Diabetes has a huge mythos surrounding it, none of it true. Diabetes can be caused by environmental factors, typically due to toxins in the environment and diet, but is generally due to genetic predisposition. Diet and exercise can delay its onset, but not prevent it. They help in it's management, but do not eliminate the need for medication to manage insulin resistance.
On the subject of cholesterol, the same genes that cause high glocose (diabetes) also cause high cholesterol. IF they can silence this gene hopefully they can silence the insulin resistance gene as well.
Marilyn Harris
Serious side effects are very high at 11%!
Adverse events were reported in 76% of the patients who received inclisiran and in 76% of the patients who received placebo (Table 3TABLE 3
Adverse Events That Occurred during Treatment through Day 210.).
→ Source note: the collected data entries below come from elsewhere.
PR #6449, opened 2016-10-18
[Core] Remove TaxonRuleChecker

### LINKED ISSUE #5355: [Promotions] ContainsTaxonRuleChecker & TaxonRuleChecker
There seems to be duplication here, `ContainsTaxonRuleChecker` and `TaxonRuleChecker` are almost identical, but `ContainsTaxonRuleChecker` supports a quantity option.

I suggest removing `TaxonRuleChecker`.

pamil:
| Q               | A
| --------------- | ---
| Bug fix?        | no
| New feature?    | no
| BC breaks?      | yes
| Related tickets | fixes #5355
| License         | MIT

Duplicates `ContainsTaxonRuleChecker` (which is actually used).


pamil:
Actually, their behaviour isn't the same:

 - `TaxonRuleChecker` allows us to check if we have at least one product from at least one given taxon
 - `ContainsTaxonRuleChecker` allows us to check if we have N products from the given taxon

Anyway, we have to think of better naming.

pamil:
Closing PR, opening #6457.

PR #6453, opened 2016-10-18
Remove @mixin annotations in specs

pamil:
| Q               | A
| --------------- | ---
| Bug fix?        | no
| New feature?    | no
| BC breaks?      | no
| Related tickets | -
| License         | MIT

Some time ago I started to add `@mixin` annotations in Sylius' specs due to code completion in PhpStorm for `$this->subjectUnderTestMethod()` calls. It was better than nothing.

Right now, there is a PhpStorm EAP which finally adds PhpSpec support. Unfortunately, `@mixin` annotation makes it not working correctly. I guess we can remove them, those who want to still have that SUT code completion (and much more) may use an EAP version, so we can catch and report all the bugs in the PhpSpec support for the greater good! :tada:


pjedrzejewski:
Requires rebasing.

pjedrzejewski:
👍 👍 👍

PR #6455, opened 2016-10-18
[Behat] Cleanup ProductContext

### LINKED ISSUE #5934: [RFC][Behat] Inventory units consistency
Right now in our feature files we use `items` instead of `units` for inventory steps e.g. `there is 1 item of product "PHP T-Shirt" available in the inventory`

In order to have uniform dictionary and make it consistent with implementation, when talking about inventory units (number of units of a product available in the inventory) IMO we should use the word `unit` instead of `item`. I'm not an expert in english eCommerce dictionary, but I think it will be more understandable for everyone. WDYT?

michalmarcinkowski:
| Q               | A
| --------------- | ---
| Bug fix?        | no
| New feature?    | no
| BC breaks?      | no
| Related tickets | fixes #5934
| License         | MIT

- Rename `items` to `units` when talking about inventory (#5934)
- Use `DefaultVariantResolver` instead of `getFirstVariant`

### DIFF
--- a/features/cart/shopping_cart/adding_products_with_quantity_to_cart.feature
+++ b/features/cart/shopping_cart/adding_products_with_quantity_to_cart.feature
@@ -10,7 +10,7 @@ Feature: Adding a simple product of given quantity to the cart
 
     @ui
     Scenario: Adding a product with stated quantity to the cart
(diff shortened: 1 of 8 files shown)


pjedrzejewski:
Thank you Michał!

Most of these events (95%) were mild or moderate in severity (grade 1 or 2). The incidence of serious adverse events was 11% among patients who received inclisiran and 8% among patients who received placebo.
Rusty Harris
It's a genetic thing in our family. In the late 60's, early 70's, my grandmother was told she had high levels...well, granted, she cooked everything in lard, salted everything, you know...old school cooking (sure tasted good!) Everyone in her family either died of heart attack or stroke. My dad went on low cholesterol diet & statins in the mid 70's and still has cholesterol levels in the mid to high range. I stayed low until my mid 40's then mine went up. Runs in the family. The only thing that bothers me is if there is something that can bring it down at a genetic level, what ramifications could that have down the road with reproduction? When you start screwing with the DNA, you could open up a can that you won't be able to put the lid back on.
Douglas Bennett Rogers
High blood cholesterol and LDL is a symptom of autoimmune disease caused by foreign bodies in the blood, largely gluten fragments. It served to keep primitive people from bleeding to death.
...This should be available for people with genetic problems and that's it...
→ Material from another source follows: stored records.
PR #6463, opened 2016-10-19
[Critical][Promotion] Fix per customer usage limit

### LINKED ISSUE #5412: [Promotions] countByCustomerAndCoupon BUG
https://github.com/Sylius/Sylius/blob/master/src/Sylius/Bundle/CoreBundle/Doctrine/ORM/OrderRepository.php#L201

This leftJoin is not only pointless, but it multiplies the count by the number of items in the order. So it returns 3 uses of a coupon if you had 3 orderItems.

michalmarcinkowski:
| Q               | A
| --------------- | ---
| Bug fix?        | yes
| New feature?    | no
| BC breaks?      | no
| Related tickets | fixes #5412
| License         | MIT

The `count(o.id)` was counting the same order multiple times (depending on number of items) because of `leftJoin('o.items', 'item')`.

**UPDATE**
Revealed another bug, related to `nth` order scenarios implementation.


pjedrzejewski:
👍 👍 👍

PR #6478, opened 2016-10-20
[Cart] Fix cart summary display

### LINKED ISSUE #6267: [Shop] Wrong total on order item with discounts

JimFox, Rui clearly stated that people like you should have access to drugs like these. His other points are valid. Most of the people I know that are using medication are overweight and out of shape. And none of the people I know who exercise and watch their weight are using any drugs to control cholesterol, sugar or blood pressure.
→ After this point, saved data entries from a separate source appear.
Issue #6190, opened 2016-09-23
Promotion Coupon Bug


bretto36:
Hi All

Found a bug today, If i have 2 different items in my cart, 

Product 1 - 10 quantity @ 100 each, 1000 total
Product 2 - 1 quantity @ 1 each, 1 total. 

Then try and apply a 10% discount, the Total discount should be $100.1. But it tries to split the promotion amount across all the items. And gives 50.05 off the first item. but reduces the next item to 0. So technically

The amount displayed in the discount line in the totals area seems correct, but it's not applied to the items correctly. 

The scenario i'm getting below. Tax is 10%. I have 2 items in the cart, unit price of 35. 11 in total of the items. Therefore cart total of 385. I'm using a 50% discount coupon. Discount of 192.50 which you can see on the right is correct. So the grand total should be 192.50 \* 10% tax = 211.75. 

The distributor is trying to distribute evenly, it's trying to distribute 96.25 to both items. But one of the items isn't more than 96.25. So it 0's that out, and forgets about the rest of the discount. 

![syliusbug](https://cloud.githubusercontent.com/assets/6217994/18775723/258e7f34-81a7-11e6-9c58-ae60648d1e9f.PNG)

michalmarcinkowski:
@bretto36 are you able to write Behat scenario that will reproduce this issue? I tried in #6479, but it looks like everything works fine. Did you do any customizations that could cause this issue in your application?

bretto36:
It's possible. I'll write a behat for it when i figure out how to run them haha

michalmarcinkowski:
@bretto36 are you able to at least provide exact instructions how to reproduce this bug?

michalmarcinkowski:
@bretto36 please reopen if this is still an issue on the newest master.

PR #6479, opened 2016-10-20
[Promotion] Better coverage of percentage promotion distribution

michalmarcinkowski:
| Q               | A
| --------------- | ---
| Bug fix?        | no
| New feature?    | no
| BC breaks?      | no
| Related tickets | mentioned in #6190
| License         | MIT

To make sure that the promotion is applied correctly even if the discount is bigger than the item total.


pjedrzejewski:
Thank you Michał! :)

PR #6496, opened 2016-10-20
[Grid] Improve ArrayToDefinitionConverter

pamil:
| Q               | A
| --------------- | ---
| Bug fix?        | no
| New feature?    | no
| BC breaks?      | no
| Related tickets | -
| License         | MIT

### DIFF
--- a/src/Sylius/Component/Grid/Definition/ArrayToDefinitionConverter.php
+++ b/src/Sylius/Component/Grid/Definition/ArrayToDefinitionConverter.php
@@ -28,59 +28,103 @@ final class ArrayToDefinitionConverter implements ArrayToDefinitionConverterInte
         }
 
         foreach ($configuration['fields'] as $name => $fieldConfiguration) {
-            $field = Field::fromNameAndType($name, $fieldConfiguration['type']);
-
-            if (array_key_exists('path', $fieldConfiguration)) {
-                $field->setPath($fieldConfiguration['path']);
-            }
-            if (array_key_exists('label', $fieldConfiguration)) {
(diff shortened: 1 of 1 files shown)


src/Sylius/Component/Grid/Definition/ArrayToDefinitionConverter.php
```diff
@@ -28,59 +28,103 @@ public function convert($code, array $configuration)
...
+     * @param string $name
+     * @param array $configuration
+     *
+     * @return Field
+     */
+    private function convertField($name, array $configuration)
+    {
+        $field = Field::fromNameAndType($name, $configuration['type']);
+
+        if (array_key_exists('path', $configuration)) {
```
lchrusciel: Won't it be better to get keys and then use `PropertyAccessor`?

pamil: Quite too much magic for a simple task IMO.

lchrusciel: Do you think that calling `array_key_exists` 9 times is cleaner?

pjedrzejewski:
Thanks Kamil!

src/Sylius/Component/Grid/Definition/ArrayToDefinitionConverter.php
pamil: Actually, I think that these keys should be always set (configuration parser should be responsible), but since it isn't, calling **known** methods with usage of `PropertyAccessor` rather obfuscates it than clears it.

PR #6480, opened 2016-10-20
[Promotion] UI for filters

lchrusciel:
| Q               | A
| --------------- | ---
| Bug fix?        | yes
| New feature?    | yes
| BC breaks?      | no
| Related tickets | continuation of #6054
| License         | MIT

First part of filters reworking. Only price range filter is implemented. More filter would be added in the next PR.

PR #6489, opened 2016-10-20
[Promotion] UI for price range and taxon filtration 

lchrusciel:
| Q               | A
| --------------- | ---
| Bug fix?        | yes
| New feature?    | no
| BC breaks?      | yes
| Related tickets | continuation of #6480 and #6054
| License         | MIT

Based on #6480.

PR #6507, opened 2016-10-21
[Promotion] Product filter

lchrusciel:
| Q               | A
| --------------- | ---
| Bug fix?        | no
| New feature?    | yes
| BC breaks?      | no
| Related tickets | continuation for #6480 
| License         | MIT

### DIFF
--- a/features/promotion/receiving_discount/receiving_fixed_discount_on_specific_products.feature
+++ b/features/promotion/receiving_discount/receiving_fixed_discount_on_specific_products.feature
@@ -1,27 +1,30 @@
 @receiving_discount
-Feature: Receiving fixed discount on products from specific taxon
-    In order to pay less while buying goods from promoted taxons
+Feature: Receiving fixed discount on specific products
+    In order to buy specific product with a discount
     As a Customer
-    I want to receive discount for my purchase
+    I want to receive discount on each unit of promoted product
 
     Background:
         Given the store operates on a single channel in "United States"
-        And the store classifies its products as "T-Shirts" and "Mugs"
         And the store has a product "PHP T-Shirt" priced at "$100.00"
-        And it belongs to "T-Shirts"
         And the store has a product "PHP Mug" priced at "$20.00"
-        And it belongs to "Mugs"
         And there is a promotion "T-Shirts promotion"
-        And it gives "$10.00" off on every product classified as "T-Shirts"
+        And it gives "$10.00" off on a "PHP T-Shirt" product
 
     @ui
-    Scenario: Receiving fixed discount on a single item from specific taxon
+    Scenario: Receiving fixed discount on a single item
         When I add product "PHP T-Shirt" to the cart
         Then its price should be decreased by "$10.00"
         And my cart total should be "$90.00"
 
     @ui
-    Scenario: Receiving fixed discount on a multiple items from specific taxon
+    Scenario: Not receiving fixed discount on another item
+        When I add product "PHP Mug" to the cart
+        Then product "PHP Mug" price should not be decreased
+        And my cart total should be "$20.00"
+
+    @ui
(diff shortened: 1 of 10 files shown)


features/promotion/receiving_discount/receiving_fixed_discount_on_specific_products.feature
```diff
@@ -0,0 +1,64 @@
+@receiving_discount
+Feature: Receiving fixed discount on specific products
+    In order to pay less while buying promoted goods
+    As a Customer
+    I want to receive discount for my purchase
```
michalmarcinkowski: I want to receive discount on each unit of promoted product

features/promotion/receiving_discount/receiving_fixed_discount_on_specific_products.feature
```diff
@@ -0,0 +1,64 @@
+@receiving_discount
+Feature: Receiving fixed discount on specific products
+    In order to pay less while buying promoted goods
```
michalmarcinkowski: In order to buy specific product with a discount

src/Sylius/Behat/Context/Setup/PromotionContext.php
```diff
@@ -11,6 +11,7 @@
 
 namespace Sylius\Behat\Context\Setup;
 
+use Behat\Behat\Tester\Exception\PendingException;
```
michalmarcinkowski: Redundant.

src/Sylius/Behat/Context/Setup/PromotionContext.php
```diff
@@ -564,6 +565,22 @@ public function thePromotionGivesOffIfOrderContainsProducts(PromotionInterface $
...
+    {
+        $this->createUnitFixedPromotion($promotion, $discount, $this->getProductsFilterConfiguration([$product->getCode()]));
+    }
+
+    /**
+     * @Given /^([^"]+) gives ("[^"]+%") off on a ("[^"]*" product)$/
+     */
+    public function itGivesPercentageDiscountOffOnAProduct(PromotionInterface $promotion, $discount, ProductInterface $product)
+    {
+        $this->createUnitPercentagePromotion($promotion, $discount, $this->getProductsFilterConfiguration([$product->getCode()]));
```
michalmarcinkowski: This promotion will be applied to every order, but not every order will be affected by it's action. We should only apply the promotion to orders that contain this product, so we should add a promotion rule `ContainsProduct` and probably modify the step to "it gives "20%" off on a "PHP T-Shirt" product **if order contains it**"

lchrusciel: But this is not an idea. We have `ContainsProduct` rule already, but this step should create a promotion that will be applied to every order, but only affect specified items.

lchrusciel: But thats a point of this test. This promotion should be assigned to every order, but not every item should be affected. The following scenario checks if filter works properly:
```yml
    Background:
        And the store has a product "PHP T-Shirt" priced at "$100.00"
        And the store has a product "PHP Mug" priced at "$20.00"
        And there is a promotion "T-Shirts promotion"
        And it gives "$10.00" off on a "PHP T-Shirt" product

    @ui
    Scenario: Receiving fixed discount on a single item
        When I add product "PHP T-Shirt" to the cart
        Then its price should be decreased by "$10.00"
        And my cart total should be "$90.00"

    @ui
    Scenario: Not receiving fixed discount on another item
        When I add product "PHP Mug" to the cart
        Then product "PHP Mug" price should not be decreased
        And my cart total should be "$20.00"
```

pjedrzejewski:
Merged in #6489.

pjedrzejewski:
Thank you Łukasz!

PR #5734, opened 2016-08-08
[BC Break][Content] Remove Assetic and CMFMenuBundle

Zales0123:
| Q               | A
| --------------- | ---
| Bug fix?        | no
| New feature?    | no
| BC breaks?      | yes
| Related tickets |
| License         | MIT

This is a completion of https://github.com/Sylius/Sylius/pull/5593

PR #6519, opened 2016-10-24
[Twig] Use the right `date` filter

lologhi:
| Q               | A
| --------------- | ---
| Bug fix?        | yes
| New feature?    | no
| BC breaks?      | no
| Related tickets | 
| License         | MIT

Because while running `assetic:dump` command I always have:

```
The template "SyliusResourceBundle::layout.html.twig" contains an
error: Unknown "format_date" filter. Did you mean "format_file" in
"SyliusResourceBundle::layout.html.twig" at line 50
```

### DIFF
--- a/src/Sylius/Bundle/AdminBundle/Resources/views/Customer/Show/_content.html.twig
+++ b/src/Sylius/Bundle/AdminBundle/Resources/views/Customer/Show/_content.html.twig
@@ -6,7 +6,7 @@
                     {{ customer.fullName|default('sylius.ui.guest_customer'|trans) }}
                 </a>
                 <div class="meta">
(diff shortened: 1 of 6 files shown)


Zales0123:
I think you should not even use ``assetic:dump``, as we dropped support for assetic in [this PR](https://github.com/Sylius/Sylius/pull/5734).

lchrusciel:
It is not a proper fix. `format_date` is a proper filter, but it is provided by SonataIntlBundle. If you receive such an error it means, that we have forgotten to add it to requirements. I will open PR with this solution.

lologhi:
Oh, great! Thx @lchrusciel ! I close this one.

pamil:
Why? As mentioned #6521, there is no reason to require `SonataIntlBundle` just for this one filter, that can be successfully replaced by `date`.

PR #6521, opened 2016-10-24
[Resource] Remove layout.html.twig

lchrusciel:
| Q               | A
| --------------- | ---
| Bug fix?        | yes
| New feature?    | no
| BC breaks?      | yes
| Related tickets | resolves #6519
| License         | MIT

Based on #6524


lchrusciel:
@pamil I found it more appropriate to add this requirement, because we are using this bundle in several places. Just for consistency. 

Anyway, is there any reason, why we are still keeping templates in ResourceBundle?

pamil:
@lchrusciel still, there's no need for downloading many more packages for someone using only ResourceBundle. I guess the whole `layout.html.twig` template can be deleted.

lchrusciel:
@pamil I can agree with that. Removing layout.html.twig will be the best solution.

pjedrzejewski:
Thank you Łukasz!

PR #6524, opened 2016-10-24
[Promotion] Add missing requirement

lchrusciel:
| Q               | A
| --------------- | ---
| Bug fix?        | yes
| New feature?    | no
| BC breaks?      | no
| Related tickets | 
| License         | MIT

Without this fix packages check will fail. I'm surprised that it does not occur on current master. 
zrzut ekranu 2016-10-24 o 10 57 05


pjedrzejewski:
Thanks Łukasz!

Maybe you and others do not like the way he brings his point across, but he has a valid point. As a society we are overweight and inactive and that DOES lead to most of the issues people have with blood pressure, cholesterol and sugar.
Martin Winlow
Habakak is quite rught to support Rui's comment. We are only just scratching the surface of our understanding of how our bodies work and simply trying to use drugs to replace sensible diet and exercise to combat these extremely common but very modern diseases is extremely narrow-minded and silly. I would urge you all to research 'Prof John Rudkin' and his '70s work on this subject. No conspiracy 'theory', just depressing truth.